■ **Action item**
Reproduce every line of the listing below exactly.
BEGIN Data provided
PR #255, opened 2024-08-06
Test devlxd image export for virtual machines

markylaing:
Amends `devlxd-vm` to test for image export over devlxd. To test this locally, I added functionality to the tests to allow sideloading the lxd-agent.

### DIFF
--- a/tests/devlxd-vm
+++ b/tests/devlxd-vm
@@ -11,7 +11,7 @@ install_lxd
 lxc network create lxdbr0
 lxc profile device add default eth0 nic network=lxdbr0
 
-IMAGE="${TEST_IMG:-ubuntu-daily:24.04}"
+IMAGE="${TEST_IMG:-ubuntu-minimal-daily:24.04}"
 
 poolName="vmpool$$"
 poolDriver=dir
@@ -20,7 +20,12 @@ echo "==> Create storage pool using driver ${poolDriver}"
 lxc storage create "${poolName}" "${poolDriver}"
 
 echo "==> Create VM and boot"
-lxc launch "${IMAGE}" v1 --vm -s "${poolName}"
+if hasNeededAPIExtension devlxd_images_vm; then
+  lxc launch "${IMAGE}" v1 --vm -s "${poolName}" -c security.devlxd.images=true
+else
+  lxc launch "${IMAGE}" v1 --vm -s "${poolName}"
+fi
+
 waitInstanceReady v1
 lxc info v1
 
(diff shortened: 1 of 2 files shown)


markylaing:
This needs some adjustments to pass on `{4.0,5.0}/edge` as the `security.devlxd.images` config key is not available for VMs in those versions.

markylaing:
> This needs some adjustments to pass on `{4.0,5.0}/edge` as the `security.devlxd.images` config key is not available for VMs in those versions.

@tomponline do you think it's worth adding an API extension for this? E.g. `devlxd_images_vm`

tomponline:
> @tomponline do you think it's worth adding an API extension for this? E.g. `devlxd_images_vm`

Yeah i think so

tests/devlxd-vm
```diff
@@ -20,7 +20,12 @@ echo "==> Create storage pool using driver ${poolDriver}"
 lxc storage create "${poolName}" "${poolDriver}"
 
 echo "==> Create VM and boot"
-lxc launch "${IMAGE}" v1 --vm -s "${poolName}"
+if hasNeededAPIExtension devlxd_images; then
```
simondeziel, line 23: `devlxd_images` is in `4.0/stable`:

```
root@f1:~# lxc --version
4.0.10
root@f1:~# lxc info | grep devlxd_images
- devlxd_images
```

To be amended with `devlxd_images_vm` when it's a thing?

tests/devlxd-vm
```diff
@@ -90,14 +95,47 @@ fi
...
+    lxc exec v1 -- systemctl restart snap.lxd.daemon
+fi
+if [ -n "${LXD_AGENT_SIDELOAD_PATH:-}" ]; then
+  lxc file push "${LXD_AGENT_SIDELOAD_PATH}" "v1/root/$(basename "${LXD_AGENT_SIDELOAD_PATH}")"
+  lxc exec v1 -- mount --bind "$(basename "${LXD_AGENT_SIDELOAD_PATH}")" /snap/lxd/current/bin/lxd-agent
+  lxc exec v1 -- systemctl restart snap.lxd.daemon
+fi
+
+monitorPID=""
+if hasNeededAPIExtension devlxd_images && hasNeededAPIExtension event_lifecycle; then
```
simondeziel, line 121: LXD 4.0 supports both `devlxd_images` and `event_lifecycle` so maybe we could drop the conditional altogether?

tests/devlxd-vm
```diff
@@ -90,14 +95,47 @@ fi
...
+  lxc monitor --type lifecycle --format json > monitor.json 2>&1 &
+  monitorPID="${!}"
+fi
+
 lxc exec v1 -- /snap/bin/lxc launch "${TEST_IMG:-ubuntu-minimal-daily:24.04}" v1v1 --vm
 sleep 30
 lxc exec v1 -- /snap/bin/lxc info v1v1 | grep -F RUNNING
 
+if hasNeededAPIExtension devlxd_images && hasNeededAPIExtension event_lifecycle; then
```
simondeziel, line 130: Same comment re API extension support.

tests/devlxd-vm
```diff
@@ -90,14 +95,47 @@ fi
 # Wait for boot to be completed to interact with snap/snapd
 waitInstanceBooted v1
 
+# Below tests for image export rely on an event being emitted on export. This will not be backported to 4.0 or 5.0,
+# so exit the test here.
+if [ "${LXD_SNAP_CHANNEL}" = "4.0/edge" ] || [ "${LXD_SNAP_CHANNEL}" = "5.0/edge" ]; then
```
simondeziel, line 100: Could we bail out if `devlxd_images_vm` (when it's a thing) is not detected?

tests/devlxd-vm
markylaing: Yep, fixed :)

tests/devlxd-vm
markylaing: I've just removed this block so that the test continues. This way we're still testing that the nested VM works on older versions. I'm going to revisit the container tests to do the same thing.

simondeziel: Maybe, just remove the `event_lifecycle` to avoid running into a merge conflict.

tomponline:
ready for rebase

tests/devlxd-vm
markylaing: Done.

tomponline (approved):

tomponline:
@markylaing thanks!

devlxd-container seems to fail on edge intermittently https://github.com/canonical/lxd-ci/actions/runs/10280137408/job/28446865143?pr=255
END Data provided
■ **Written response**
PR #255, opened 2024-08-06
Test devlxd image export for virtual machines

markylaing:
Amends `devlxd-vm` to test for image export over devlxd. To test this locally, I added functionality to the tests to allow sideloading the lxd-agent.

### DIFF
--- a/tests/devlxd-vm
+++ b/tests/devlxd-vm
@@ -11,7 +11,7 @@ install_lxd
 lxc network create lxdbr0
 lxc profile device add default eth0 nic network=lxdbr0
 
-IMAGE="${TEST_IMG:-ubuntu-daily:24.04}"
+IMAGE="${TEST_IMG:-ubuntu-minimal-daily:24.04}"
 
 poolName="vmpool$$"
 poolDriver=dir
@@ -20,7 +20,12 @@ echo "==> Create storage pool using driver ${poolDriver}"
 lxc storage create "${poolName}" "${poolDriver}"
 
 echo "==> Create VM and boot"
-lxc launch "${IMAGE}" v1 --vm -s "${poolName}"
+if hasNeededAPIExtension devlxd_images_vm; then
+  lxc launch "${IMAGE}" v1 --vm -s "${poolName}" -c security.devlxd.images=true
+else
+  lxc launch "${IMAGE}" v1 --vm -s "${poolName}"
+fi
+
 waitInstanceReady v1
 lxc info v1
 
(diff shortened: 1 of 2 files shown)


markylaing:
This needs some adjustments to pass on `{4.0,5.0}/edge` as the `security.devlxd.images` config key is not available for VMs in those versions.

markylaing:
> This needs some adjustments to pass on `{4.0,5.0}/edge` as the `security.devlxd.images` config key is not available for VMs in those versions.

@tomponline do you think it's worth adding an API extension for this? E.g. `devlxd_images_vm`

tomponline:
> @tomponline do you think it's worth adding an API extension for this? E.g. `devlxd_images_vm`

Yeah i think so

tests/devlxd-vm
```diff
@@ -20,7 +20,12 @@ echo "==> Create storage pool using driver ${poolDriver}"
 lxc storage create "${poolName}" "${poolDriver}"
 
 echo "==> Create VM and boot"
-lxc launch "${IMAGE}" v1 --vm -s "${poolName}"
+if hasNeededAPIExtension devlxd_images; then
```
simondeziel, line 23: `devlxd_images` is in `4.0/stable`:

```
root@f1:~# lxc --version
4.0.10
root@f1:~# lxc info | grep devlxd_images
- devlxd_images
```

To be amended with `devlxd_images_vm` when it's a thing?

tests/devlxd-vm
```diff
@@ -90,14 +95,47 @@ fi
...
+    lxc exec v1 -- systemctl restart snap.lxd.daemon
+fi
+if [ -n "${LXD_AGENT_SIDELOAD_PATH:-}" ]; then
+  lxc file push "${LXD_AGENT_SIDELOAD_PATH}" "v1/root/$(basename "${LXD_AGENT_SIDELOAD_PATH}")"
+  lxc exec v1 -- mount --bind "$(basename "${LXD_AGENT_SIDELOAD_PATH}")" /snap/lxd/current/bin/lxd-agent
+  lxc exec v1 -- systemctl restart snap.lxd.daemon
+fi
+
+monitorPID=""
+if hasNeededAPIExtension devlxd_images && hasNeededAPIExtension event_lifecycle; then
```
simondeziel, line 121: LXD 4.0 supports both `devlxd_images` and `event_lifecycle` so maybe we could drop the conditional altogether?

tests/devlxd-vm
```diff
@@ -90,14 +95,47 @@ fi
...
+  lxc monitor --type lifecycle --format json > monitor.json 2>&1 &
+  monitorPID="${!}"
+fi
+
 lxc exec v1 -- /snap/bin/lxc launch "${TEST_IMG:-ubuntu-minimal-daily:24.04}" v1v1 --vm
 sleep 30
 lxc exec v1 -- /snap/bin/lxc info v1v1 | grep -F RUNNING
 
+if hasNeededAPIExtension devlxd_images && hasNeededAPIExtension event_lifecycle; then
```
simondeziel, line 130: Same comment re API extension support.

tests/devlxd-vm
```diff
@@ -90,14 +95,47 @@ fi
 # Wait for boot to be completed to interact with snap/snapd
 waitInstanceBooted v1
 
+# Below tests for image export rely on an event being emitted on export. This will not be backported to 4.0 or 5.0,
+# so exit the test here.
+if [ "${LXD_SNAP_CHANNEL}" = "4.0/edge" ] || [ "${LXD_SNAP_CHANNEL}" = "5.0/edge" ]; then
```
simondeziel, line 100: Could we bail out if `devlxd_images_vm` (when it's a thing) is not detected?

tests/devlxd-vm
markylaing: Yep, fixed :)

tests/devlxd-vm
markylaing: I've just removed this block so that the test continues. This way we're still testing that the nested VM works on older versions. I'm going to revisit the container tests to do the same thing.

simondeziel: Maybe, just remove the `event_lifecycle` to avoid running into a merge conflict.

tomponline:
ready for rebase

tests/devlxd-vm
markylaing: Done.

tomponline (approved):

tomponline:
@markylaing thanks!

devlxd-container seems to fail on edge intermittently https://github.com/canonical/lxd-ci/actions/runs/10280137408/job/28446865143?pr=255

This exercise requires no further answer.